Sunday, February 19, 2006

BBC orchestra's problem with accents ...

It is wonderful news that the Czech maestro Jiri Belohlavek (right) has been appointed Chief Conductor of the BBC Symphony Orchestra from July 2006. But there is one small problem that the internet driven BBC may not have thought of.

I wrote recently about the problem news feeds such as Topix.net's very useful Symphony News have handling accented characters. Well, as is obvious, Jiří Bělohlávek has a lot of accents in his name if you write it correctly. Now I always try to use accents as they are an integral part of language. But I have just uploaded an article about Bělohlávek and the headline Bělohlávek's orchestral rhapsody in Norwich was parsed by Topix.net as BA - which is at least appropriate!

The obvious answer is to leave out the accents. This is what Bělohlávek's agents, IMG Artists, do on their web site, but puzzlingly the BBC retain the accents with the exception of ě. To avoid the problem I have compromised and republished the article without accents in the headline but retaining them in the body text, and have also omitted them from the first paragraph above. My György Kurtág which will be uploaded in a few hours will also be accent less for the same reason. It just seems a shame that the diversity and richness of language, and the aesthetic appeal of the words, should be dumbed-down because of this. Shouldn't we instead be trying to dumb-up our internet software to handle accents?

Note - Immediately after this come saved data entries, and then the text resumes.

PR #300, opened 2021-08-14
Bump MSRV to 1.46 and release version 0.17.0

### LINKED ISSUE #272: Publish version including miniz_oxide update
Currently image has duplicate dependencies of both miniz_oxide 0.3 and 0.4 due to the png and the tiff crates. It appears it was updated in 4424245d09dac4be32e9c19690fcfe3cc1fbdfcc but this isn't included in the latest release. Can a new release be made with this commit?

fintelia:
Our bitflags dependency [decided to bump their minimum supported Rust version](https://github.com/bitflags/bitflags/issues/255), so we must do the same.

Fixes #272 (which is long, long overdue)

### DIFF
--- a/Cargo.toml
+++ b/Cargo.toml
@@ -1,6 +1,6 @@
 [package]
 name = "png"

Photo of Jiří Bělohlávek from Edinburgh Festival

Report broken links, missing images and other errors to - overgrownpath at hotmail dot co dot uk
If you enjoyed this post take An Overgrown Path to Bělohlávek's orchestral rhapsody in Norwich

3 comments:

Colin Hartnett said...

I think all web browsers made today handle diacritics well. It's the authoring that's the problem. People just don't know how to enter in the characters... they're not on the keyboard, so they don't exist, basically.

Pliable said...

Colin, thanks for that. But I'm not sure in this case that the problem is with the browser.

You will see from the final paragraphs of my article (where I have not deliberately stripped out the accents) that I have keyed the accents, and the browser reproduces them.

The problem lies in intermediary processing by the news aggregator www.topix.net which is taking the article and parsing it without accents before it is viewed in the reader's browser. It is a particular problem in subject areas such as classical music where accents are common.

A tip for fellow bloggers who struggle to find accents on their keyboard. The edit tools on Wikipedia includes a complete range of accented characters. Compose your text as a Wiki draft, then cut and paste it into your blog - with apologies to Wikip for suggesting using their bandwidth.

Trouble is when you've created the lovely text the news aggregator will strip it out!

Tim Rutherford-Johnson said...

You could also refer to references such as this: http://www.starr.net/is/type/htmlcodes.html

which list html and ASCII codes for most diacriticals. (For the Eastern European stuff you have to go ASCII.)